6. A Sexta Câmara de Direito Criminal do Tribunal de Justiça de São Paulo, em 13.11.2023, negou provimento ao agravo regimental, “mantendo a decisão que não reconheceu as nulidades aventadas e indeferiu o pedido de sobrestamento da etapa instrutória. Tem-se na ementa do julgado:


Agravo Interno diante de ‘despacho’, sem conteúdo decisório, a evidenciar a inadequação da via eleita. Reclamo claramente voltado a impugnar pronunciamento judicial anterior, que afastou as arguições de nulidade e determinou o prosseguimento da etapa instrutória depois de ultrapassado o prazo recursal previsto no artigo 39 da Lei nº.8.038/90. ‘Despacho’ mais recente ratificando o anterior para se atender aos requisitos de admissibilidade do recurso, sem se constatar vício a obstar a conclusão da etapa instrutória. Eventuais irregularidades ocorridas durante a fase investigativa que não têm o condão de macular os atos processuais. Inquérito encaminhado a esta Corte de Justiça tão logo constatado o possível envolvimento da Prefeita, sem se cogitar de violação à competência por prerrogativa de foro. Gravação ambiental por um dos interlocutores, com aparato particular e sem qualquer auxílio policial, a dispensar prévia autorização judicial. Elementos indiciários que embasaram o oferecimento da denúncia não adstritos à notícia anônima ou à escuta ambiental aventada. Teses a ensejar debate mais acurado ao término da instrução. Recurso improvido, ratificada a solução impugnada(fl. 3, e-doc. 35).


7. Em 12.12.2023, o Ministro Ribeiro Dantas, do Superior Tribunal de Justiça, não conheceu do Habeas Corpus n. 866.043/SP. A decisão foi ratificada pela Quinta Turma, que, em sessão virtual de 27.2.2024 a 4.3.2024, negou provimento ao agravo regimental interposto pela defesa. Esta a ementa do julgado:

AGRAVO REGIMENTAL NO HABEAS CORPUS. INQUÉRITO POLICIAL NULIDADES. NÃO OCORRÊNCIA. AGRAVO REGIMENTAL DESPROVIDO.
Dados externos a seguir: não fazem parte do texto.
Issue #449, opened 2021-02-10
evalcast vignette fails


dajmcdon:
I think it's mainly outdated. First error was on `collapse_cards()`, but this is no longer used. Second error was

```r
plot_calibration(scorecards, type = "wedgeplot")
Error: In compute_actual_vs_nominal_prob: grp_vars must be present in the score_card. See details.
```

dajmcdon:
Check if related to #444

sarah-colq:
These are breaking because plot_calibration no longer works with the scorecards since they don't have quantile and value in them.

dajmcdon:
Is the vignette good to go? Like ready for the "public"?

PR #451, opened 2021-02-10
Evalcast cleanup

dajmcdon:
It looks like lots of changes, but not really. Mostly I wanted to clean up the .R files.

1. I moved functions around to files with matching names.
2. I also rebuilt the documentation and the pkgdown site (when I uncovered the vignette fail #449 ).
3. I deleted `plot_measure()`.
4. I stopped exporting `get_target_period()`
5. I exported `plot_canonical()`
6. I cleaned up the multiple/missing final lines on most files.


R-packages/evalcast/R/download_signals.R
```diff
@@ -64,7 +64,17 @@ download_signals <- function(...,
   for (i in seq_along(msg)) message(msg[i])
   
   out <- base::suppressMessages({covidcast_signals(...)})
+  empty_signals <- purrr::map_lgl(out, ~nrow(.x) == 0 || is.null(.x))
```
sgsmob, line 67: Should the conditions here be reversed for lazy evaluation purposes?  I assume `nrow(NULL)` is well defined, but it seems better to skip that.

R-packages/evalcast/R/empty_.R
```diff
@@ -0,0 +1,20 @@
+
```
sgsmob, line 1: What is the convention for the trailing underscore in the file name here?  If this is supposed to be a file that isn't user facing, the Python convention is to lead with the underscore, which I find much more readable.

R-packages/evalcast/R/get_target_response.R
```diff
@@ -52,7 +11,7 @@ get_target_response <- function(signals,
     enframe(name = NULL, value = "forecast_date") %>%
     mutate(incidence_period = incidence_period, ahead = ahead) %>%
     pmap_dfr(get_target_period)
-
+
```
sgsmob, line 14: Remove trailing spaces here and in 1 other place below.

R-packages/evalcast/R/get_target_response.R
```diff
@@ -103,17 +62,9 @@ get_target_response <- function(signals,
...
-}
-
-empty_actual <- function(){
-  out <- tibble(geo_value = character(0), forecast_date = lubridate::ymd(),
-                actual=double(0), start = lubridate::ymd(), 
-                end = lubridate::ymd()) %>% group_by(.data$geo_value)
-  attr(out, "as_of") <- Sys.Date()
-  out
-}
+}
```
sgsmob, line 70: Trailing newline

sgsmob (approved):

R-packages/evalcast/R/get_target_response.R
dajmcdon: I think I got these, but maybe check to be sure.

sgsmob: LGTM

Issue #487, opened 2023-08-28
magnolia scala2-v1.1.5 made generated type-classes not serializable


RustedBones:
Last release of magnolia `scala2-v1.1.5` introduced a regression, generating not serializable type-classes:

> java.io.NotSerializableException: magnolify.cats.HashDerivationSuite$PartialAssignments$macro$111$1$

See test failures in scala-steward [PR](https://github.com/spotify/magnolify/pull/823)

adamw:
Thanks for the report - can you just double-check that 1.1.4 works fine?

RustedBones:
We've already updated to 1.1.4 in main. The [PR](https://github.com/spotify/magnolify/pull/808) passed on the same tests.
I think this is the addition of the new object in a non serializable class that causes the issue as object outer must be serializable.

adamw:
Releasing 1.1.6 with the problematic PR reverted

PR #489, opened 2023-08-29
Revert "Reduce constant pool usage, this make Magnolia able to derive instance for sealed trait that has a lot of subtypes "

adamw:
Due to https://github.com/softwaremill/magnolia/issues/487


joroKr21:
I guess just make the object serializable

PR #495, opened 2023-10-21
Add filter for `jdk.internal` annotations

### LINKED ISSUE #493: [Scala 3] `Macro.anns` throws `IllegalAccessError` when used on parameters with Java types on JDK17+
Hi there 👋

There seems to be an issue when using `Macro.anns` on case class parameters that are Java types on JDK17+ (works fine on JDK11). I created a small reproduction via scatsie [here](https://scastie.scala-lang.org/9dtxN8fiRzGqZH1XONiOjg).

The fix to the issue is quite straightforward, and it's to add the following condition to the `filterAnnotation` method: `a.tpe.typeSymbol.owner.fullName != "jdk.internal"`. Please let me know if you'd like me to create a PR for it and I'll do so

Please note that AFAICT, `Macro.paramAnns` works as intended, although I thought to let you know since the fix is relatively simple and there might be edge cases where a user will want to extract the param annotations manually as in the repro above

kyri-petrou:
Fixes #493

I haven't added a test for this case since the CI is run on JDK11 only. Do you prefer if I add a test as in the issue repro in the issue above?

### DIFF
--- a/src/core/macro.scala
+++ b/src/core/macro.scala
@@ -266,6 +266,6 @@ object Macro:
 
     private def filterAnnotation(a: Term): Boolean =
       a.tpe.typeSymbol.maybeOwner.isNoSymbol ||
-        a.tpe.typeSymbol.owner.fullName != "scala.annotation.internal" ||
-        a.tpe.typeSymbol.owner.fullName != "jdk.internal"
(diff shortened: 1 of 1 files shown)


adamw:
It seems there are some test failures

kyri-petrou:
Oops, seems to have used `||` instead of `&&` 🤦 It should be good now

PR #498, opened 2023-11-13
[scala2] Add test for serializable generated type-class

RustedBones:
Adding a unit-test to avoid regression like https://github.com/softwaremill/magnolia/issues/487


adamw:
Thank you! Great to expand the test suite :)

PR #499, opened 2023-11-13
[scala3] Add test for serializable generated type-class

RustedBones:
Scala3 version of magnolia does not generate serializable typeclass when defined inside a non-serializable outer, unlike the scala 2 version. Tested in https://github.com/softwaremill/magnolia/pull/498.

It looks like the `summonInline[Typeclass[p]]` lambda in the `CallByNeed` takes a reference on the outer obejct.


RustedBones:
@adamw since you reviewed https://github.com/softwaremill/magnolia/pull/498

This new test is only relevant for JVM, and fails for JS and native.
The project layout for magnolia looks non standard. I don't know how to add JVM only test.

Would migrating to `sbt-corssproject` be considered ? I can submit a PR for that.

adamw:
@RustedBones our projects use https://github.com/sbt/sbt-projectmatrix, in my experience this is the only sane way to maintain projects with both simple & complex cross-platform setups. I think adding the test in `scalajvm` would do the trick (as opposed to `scala`), see e.g. [here](https://github.com/softwaremill/tapir/blob/bdcc324b407199673d17aebc9e7cae95d80baec7/core/src/test/scalajvm/sttp/tapir/CodecTestDateTime.scala#L42).

RustedBones:
Ok, let's stick with `sbt-projectmatrix`.
At the moment, there isn't a `scala` folder. The project defines fake project root and overrides the `scalaSource`. (btw, this setup does not work well with intelliJ and requires to manually add source to get indexer working).
What about standardizing the project layout like [this](https://github.com/softwaremill/magnolia/compare/scala3...RustedBones:magnolia:project-structure?expand=1) and create a `scalajvm` source folder in the test project ?

RustedBones:
Any take on this one?
There is probably a trick to avoid this but I couldn't find any other alternative

turb:
It would be great if this PR can be reviewed / merged, since it's blocking scio migration towards Scala 3.

adamw:
@turb ah sorry, this somehow fell through the cracks. There's a conflict, otherwise it looks good.

adamw:
@turb would you be able to create an updated PR maybe?

turb:
> @turb would you be able to create an updated PR maybe?

I suppose @RustedBones may prefer to do it himself since it's his PR, but if he's busy I will.

core/src/main/scala/magnolia1/impl.scala
```diff
@@ -97,12 +105,17 @@ object CaseClassDerivation:
...
+
+        val d = new SerializableFunction0[Option[p]]:
+          private def unsafeCast(any: Any) = Option.when(any == null || (any: @unchecked).isInstanceOf[p])(any.asInstanceOf[p])
+          override def apply(): Option[p] = defaults.get(label).flatten.flatMap(d => unsafeCast(d.apply))
         paramFromMaps[Typeclass, A, p](
           label,
-          CallByNeed(summonInline[Typeclass[p]]),
-          CallByNeed.withValueEvaluator(defaults.get(label).flatten.flatMap(d => unsafeCast(d.apply))),
+          new CallByNeed(tc),
+          new CallByNeed(d, () => true),
```
adamw: I think this makes `.withValueEvaluator` unused? Maybe we could move the comment here, as what's the purpose of the `() => true`?

RustedBones: Added `by-value` API for clarity

adamw:
Thanks all! :)

PR #533, opened 2024-05-20
[scala2] feat: adding on-demand default evaluation

Andrapyre:
## Description
Currently, all default values are precompiled. This has led to random generators, such as random `UUID.randomUUID()` and `Instant.now()` being memoized (see https://github.com/zio/zio-json/issues/1055). This PR adds an option to evaluate default parameters on-demand. See the accompanying PR for Scala 3 support: https://github.com/softwaremill/magnolia/pull/534

### DIFF
--- a/core/src/main/scala/magnolia1/magnolia.scala
+++ b/core/src/main/scala/magnolia1/magnolia.scala
@@ -963,6 +963,9 @@ object CallByNeed {
 // The supportDynamicValueEvaluation is passed as a function so that it can be nullified. Otherwise, there is no need for the function value.
 final class CallByNeed[+A] private (private[this] var eval: () => A, private var supportDynamicValueEvaluation: () => Boolean)
     extends Serializable {
+
+  def this(eval: () => A) = this(eval, () => false)
+
   val valueEvaluator: Option[() => A] = {
     val finalRes = if (supportDynamicValueEvaluation()) {
       val res = Some(eval.fv)
--- a/core/src/main/scala/magnolia1/magnolia.scala
+++ b/core/src/main/scala/magnolia1/magnolia.scala
@@ -5,6 +5,7 @@ import magnolia1.Monadic.Ops
 import scala.annotation.{compileTimeOnly, tailrec}
 import scala.collection.mutable
 import scala.language.higherKinds
+import scala.reflect.ClassTag
 import scala.reflect.macros._
 
 /** the object which defines the Magnolia macro */
@@ -946,6 +947,7 @@ private[magnolia1] object CompileTimeState {
 
 object CallByNeed { def apply[A](a: => A): CallByNeed[A] = new CallByNeed(() => a) }
 final class CallByNeed[+A](private[this] var eval: () => A) extends Serializable {
+  val uncalledValue: () => A = eval.fv
   lazy val value: A = {
     val result = eval()
     eval = null
--- a/core/src/main/scala/magnolia1/magnolia.scala
+++ b/core/src/main/scala/magnolia1/magnolia.scala
@@ -5,7 +5,6 @@ import magnolia1.Monadic.Ops
 import scala.annotation.{compileTimeOnly, tailrec}
 import scala.collection.mutable
 import scala.language.higherKinds
-import scala.reflect.ClassTag
 import scala.reflect.macros._
 
 /** the object which defines the Magnolia macro */
--- a/core/src/main/scala/magnolia1/magnolia.scala
+++ b/core/src/main/scala/magnolia1/magnolia.scala
@@ -946,19 +946,26 @@ private[magnolia1] object CompileTimeState {
 }
 
 object CallByNeed {
-  def apply[A](a: => A): CallByNeed[A] = new CallByNeed(() => a, false)
-  def withValueEvaluator[A](a: => A): CallByNeed[A] = new CallByNeed(() => a, true)
+  def apply[A](a: => A): CallByNeed[A] = new CallByNeed(() => a, () => false)
+  def withValueEvaluator[A](a: => A): CallByNeed[A] = new CallByNeed(() => a, () => true)
 }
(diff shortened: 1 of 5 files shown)


adamw:
Thanks for the PR! I'll take a detailed look in a couple of days, but for sure we'll need to find a way to keep bincompat. Or move these changes to v2.

joroKr21:
> Since this would break new CallByNeed(param) and force users to use CallByNeed(param), I tried to find some examples of libs where users would need to make this change, but I couldn't find any instances outside of Magnolia where this implementation is actually being used. See [this search](https://github.com/search?q=%22new+CallByNeed%22&type=code&p=1). It seems that breaking this would likely have minimal effect, if any.

It can break when you have two dependencies that use Magnolia on the classpath, one the older version using the constructor, and another one the newer version using `apply`. You can add another constructor to keep binary compatibility.

Andrapyre:
I've adjusted both PRs to keep bincompat. Build should be passing now.

core/src/main/scala/magnolia1/magnolia.scala
```diff
@@ -944,11 +944,46 @@ private[magnolia1] object CompileTimeState {
...
+    */
+  def withValueEvaluator[A](a: => A): CallByNeed[A] = new CallByNeed(() => a, () => true)
+}
+
+// Both params are later nullified to reduce overhead and increase performance.
+// The supportDynamicValueEvaluation is passed as a function so that it can be nullified. Otherwise, there is no need for the function value.
+final class CallByNeed[+A] private (private[this] var eval: () => A, private var supportDynamicValueEvaluation: () => Boolean)
+    extends Serializable {
+
+  def this(eval: () => A) = this(eval, () => false)
```
adamw, line 967: that's required for bin compat, right? can you add a comment, so that when we'll work on v2 at some point the future, we'll know what to simplify :)

core/src/main/scala/magnolia1/magnolia.scala
```diff
@@ -944,11 +944,46 @@ private[magnolia1] object CompileTimeState {
   }
 }
 
-object CallByNeed { def apply[A](a: => A): CallByNeed[A] = new CallByNeed(() => a) }
-final class CallByNeed[+A](private[this] var eval: () => A) extends Serializable {
+object CallByNeed {
+
+  /** Initializes a class that allows for suspending evaluation of a value until it is needed. Evaluation of a value via `.value` can only
```
adamw, line 949: that's different from previous semantics, where the value was memoized in a lazy val (and I think it still is) - so the value can be accessed via `.value` multiple times, but evaluation happens once

core/src/main/scala/magnolia1/magnolia.scala
```diff
@@ -944,11 +944,46 @@ private[magnolia1] object CompileTimeState {
...
+}
+
+// Both params are later nullified to reduce overhead and increase performance.
+// The supportDynamicValueEvaluation is passed as a function so that it can be nullified. Otherwise, there is no need for the function value.
+final class CallByNeed[+A] private (private[this] var eval: () => A, private var supportDynamicValueEvaluation: () => Boolean)
+    extends Serializable {
+
+  def this(eval: () => A) = this(eval, () => false)
+
+  val valueEvaluator: Option[() => A] = {
```
adamw, line 969: shouldn't this be a `lazy val` as well? otherwise we compute this upfront when the class is constructed, not on-demand. Or maybe we can make this a `def`, which would simply call `eval()` if it's not-null, and if it's already nulled, would throw an exception saying that you can only access the value using either .value, or .valueEvaluator, but not both?

core/src/main/scala/magnolia1/magnolia.scala
Andrapyre: Done.

core/src/main/scala/magnolia1/magnolia.scala
Andrapyre: To take a step back, this class involves the following:
1. Initial data is nullified as much as possible to keep the class lightweight.
2. Cannot change fields or class structure because of bincompat
3. The value evaluator is unused in other use cases not involving default params and is therefore adding overhead that needs to be reduced as much as possible

Ideally (something for v2), there would be two classes - something like `CallByNeedStatic` and `CallByNeedDynamic` that each extend a `CallByNeed` trait, each containing a `lazy val value` and the second containing an additional `def evaluateValue()`, as you suggested. 

Since the ideal option is not possible due to backwards compatibility requirements, I've tried to do the next best thing:
1. Add an additional param, `supportDynamicValueEvaluation`, which will ensure that the value evaluator is `Some` when the flag is set to true. The param is passed as a function so that it can later be nullified. If it is false, then the evaluator is set to `None` so that overhead is reduced.
2. I considered and ruled out making both values lazy or making `valueEvaluator` into a `def`, since both of these would involve throwing intransparent initialization errors if one `lazy val` is initialized before the other or the `lazy val` is called before the `def`. I considered it too bug prone and not user-friendly. Apis should be transparent and easy for end-users to reason about and either behavior would violate that expectation.

core/src/main/scala/magnolia1/magnolia.scala
Andrapyre: Semantics here don't change, but perhaps the comment can be worded in a way that's clearer? Previous functionality also has evaluation/computation only occurring once, but of course it can be called multiple times.

adamw: Yeah I think it's the wording that caught me - usage of "can" vs. "will"

core/src/main/scala/magnolia1/magnolia.scala
adamw: Yeah I agree that two classes would be best, and that's what we'll eventually do. Re-reading the code initializing `valueEvaluator` on construction should work fine. Thanks for the explanation.

adamw:
Thanks for the PR!

PR #559, opened 2025-01-11
uncomment and fix java annotation tests

hughsimpson:
I'm not sure if this is somehow a really stupid way of doing it, but it seems to fix the tests, as well as some of my downstream issues *. Changing the type of the collected annotations without changing the api is probably dumb, but I figured it signalled intent without breaking any compatibility. It's not really necessary is it. Well anyway let me know your thoughts.

\* I say 'some', because there's still an issue with scala annotations - I think it happens if you annotate both a case class and a parent trait with the same annotation, but with this change I don't have to worry about that problem because I can just use the upstream java annotations instead of trying to work around the issue. Might make a follow-up at some point...

### DIFF
--- a/core/src/main/scala/magnolia1/macro.scala
+++ b/core/src/main/scala/magnolia1/macro.scala
@@ -178,14 +178,14 @@ object Macro:
 
     private val tpe: TypeRepr = TypeRepr.of[T]
 
-    def anns: Expr[List[Any]] =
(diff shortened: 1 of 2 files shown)


hughsimpson:
Apologies, had missed that formatting hadn't been applied. fixed and pushed

adamw:
Well if the tests pass, it works! :)

PR #560, opened 2025-01-13
bump deps and fix java annotations

hughsimpson:
'forward-porting' https://github.com/softwaremill/magnolia/pull/559

Since v2 is presumably intended to encapsulate breaking changes, I figured 'hey, let's make all these `Any` decls `Annotation` decls since that's nicer'.

I also bumped some deps so that I could build locally on Java 21

### DIFF
--- a/build.sbt
+++ b/build.sbt
@@ -2,7 +2,7 @@ import com.softwaremill.UpdateVersionInDocs
 import com.softwaremill.SbtSoftwareMillCommon.commonSmlBuildSettings
 import com.softwaremill.Publish.{updateDocs, ossPublishSettings}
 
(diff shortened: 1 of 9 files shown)


hughsimpson:
I don't really know anything about the mima stuff but imagine that the failure there is inevitable and ignorable? I made this because I saw the ticket about V2 and thought it a good opportunity to make the extra API changes...

adamw:
@hughsimpson thanks! yeah there's a couple of other changes as well waiting for porting, so that at some point we can get v2 up to speed and ship ;)

adamw:
since it's v2 mima fails (as there are other bin-incompat changes), so that's expected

1. Hipótese em que não restou constatada nenhuma nulidade do inquérito policial por ofensa à prerrogativa de função, uma vez que o Tribunal de Justiça do Estado de São Paulo esclareceu que as investigações preliminares sequer se voltaram à apuração de eventual crime de usurpação da função pública em tese praticado em conluio com a atual prefeita J.S.C.G., limitando se a averiguar a plausibilidade das denúncias relativas à existência de vínculo laboral e correlato descumprimento de decisões proferidas nas ações de improbidade administrativa por parte do ex-prefeito J.A.I.G.

2. Uma vez apontado o suposto envolvimento da prefeita do município de Teodoro de Sampaio, cônjuge do investigado, os autos foram remetidos à Unidade de Processamento Judicial contra Prefeitos do TJ-SP para conhecimento e autorização de prorrogação das investigações iniciais.

3. Fica afastada a nulidade do inquérito policial por ofensa à prerrogativa de função pois não havia, naquele momento, parâmetro investigativo suficiente que sugerisse a necessidade de autorização do Tribunal de Justiça para a investigação. Somente diante da apuração de indícios corroborando a conclusão sobre a contratação irregular do ex-prefeito durante o mandato de sua mulher, a revelar possível envolvimento dela na prática delitiva (já que a contratação dependeria de ato da chefe do poder executivo), foi providenciado o imediato encaminhamento do inquérito à Delegacia Seccional, que, por sua vez, remeteu os autos ao Tribunal de Justiça.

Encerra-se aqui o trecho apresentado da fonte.